More than that, I miss UI elements that could clearly be read at a glance. Buttons were bordered and outset and looked like buttons. Text fields were inset and looked like text fields. Title bars were always there for dragging windows. Different sections of UI used light and shadow to make their groupings read clearly. It all happened unconsciously because our brains are designed to notice things like that. And it all was beautifully consistent across the OS.
Skeuomorphism, at least in these specific regards, makes sense dammit!
I 100% agree with this. The yearly release cycle has been such a burden for me as a macOS developer. It’s very, very difficult supporting so many macOS versions. Even just maintaining virtual machines, much less something like an external drive, that has up-to-date versions of them all is a huge pain!
I can understand why some mac devs just support the two latest major macOS versions. But then that leaves so many people behind that don’t or can’t update, and there are a ton of reasons not to update, especially with each macOS release incurring more technical debt, getting a little buggier, and making the UI a little worse (if not a lot worse).

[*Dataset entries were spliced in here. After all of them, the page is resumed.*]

PR #7187, opened 2026-08-15
Add source for Central Otago District Council

soasmileynz:
Adds support for Central Otago District Council (New Zealand) rubbish and recycling collection schedules.

Uses the same Environz API backend as the existing Dunedin District Council source (`dunedin_govt_nz.py`), with CODC's own API key and endpoint path (`/api/codc/nextservicedate`).

**Testing**
- `pytest tests/test_source_components.py`: 35 passed
- `test_sources.py -s codc_govt_nz`: 117 entries found for the Alexandra test case (5 Campbell Street Alexandra), correctly split across all four bin types (yellow/red/blue/green)
- `ruff`, `mypy`, `bandit`, `codespell`: clean on the new files

- [x] `codc_govt_nz.py` added
- [x] `doc/source/codc_govt_nz.md` added
- [x] `test_sources.py -s codc_govt_nz` passes locally
- [x] `pytest tests/test_source_components.py` passes locally

### DIFF
--- a/custom_components/waste_collection_schedule/waste_collection_schedule/source/codc_govt_nz.py
+++ b/custom_components/waste_collection_schedule/waste_collection_schedule/source/codc_govt_nz.py
@@ -12,6 +12,23 @@ URL = "https://www.codc.govt.nz/"
 TEST_CASES = {
     "Alexandra": {"address": "5 Campbell Street Alexandra"},
 }
+
+HOW_TO_GET_ARGUMENTS_DESCRIPTION = {
+    "en": "Use the CODC Bin App (https://play.google.com/store/apps/details?id=nz.co.environz.codc) and search for your address. The address argument should match how the app displays your address alongside your next collection details.",
+}
+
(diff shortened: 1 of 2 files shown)


bbr111 (approved):
Thanks for this — nice clean source, and good call on using SourceArgumentNotFound rather than the bare Exception the sibling Dunedin source still has.

Verified locally: 117 entries for the Alexandra test case, correctly split across all four bin types, and tests/test_source_components.py passes (35 passed).

- Added PARAM_TRANSLATIONS / PARAM_DESCRIPTIONS / HOW_TO_GET_ARGUMENTS_DESCRIPTION (en) so the config-flow UI shows a proper label and help text for the address argument instead of a bare field.
- Added timeout=30 to the API request so a hung provider can't stall the HA update loop.
- Removed a stray trailing "---" at the end of doc/source/codc_govt_nz.md.

Nothing for you to do. Merging.

PR #7180, opened 2026-08-12
Fix City of Yarra v3 port and release discovery

yeaaaaaahh:
## What changed

- Added an opt-in `require_all` mode to `ArcGisMultiFeatureRetriever`; its default remains tolerant for existing sources.
- Made City of Yarra require both waste and glass layers and keep only the first polygon match per layer.
- Restored the legacy waste-before-glass layer order.
- Fail closed when required Yarra weekday, anchor, frequency, or layer-label data is absent or invalid.
- Parse numeric ArcGIS timestamps in UTC and reject booleans/non-integral frequencies.
- Preserve collections shifted onto today after Good Friday or Christmas.
- Apply Yarra's published cascading Christmas delay through the remaining weekday rounds (including Thursday 25 -> Friday 26 and Friday 26 -> Saturday 27 in 2025).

Things like this is why I don’t update.
It’s not just an Apple thing, though they are the worst offender, especially because you can’t roll back iOS updates. But with nearly every piece of software I work with now, updating is always one step forward, two steps back. I just want it to keep working the way it’s working.
And before anyone jumps in and says “but… but… what about security updates???” to that I say, fuck it. With my threat model I don’t need it, and I’d rather take whatever the minimal risk is than deal with my software constantly getting more aggravating with every update. What point is there in keeping software up-to-date if it stops working the way you need it to?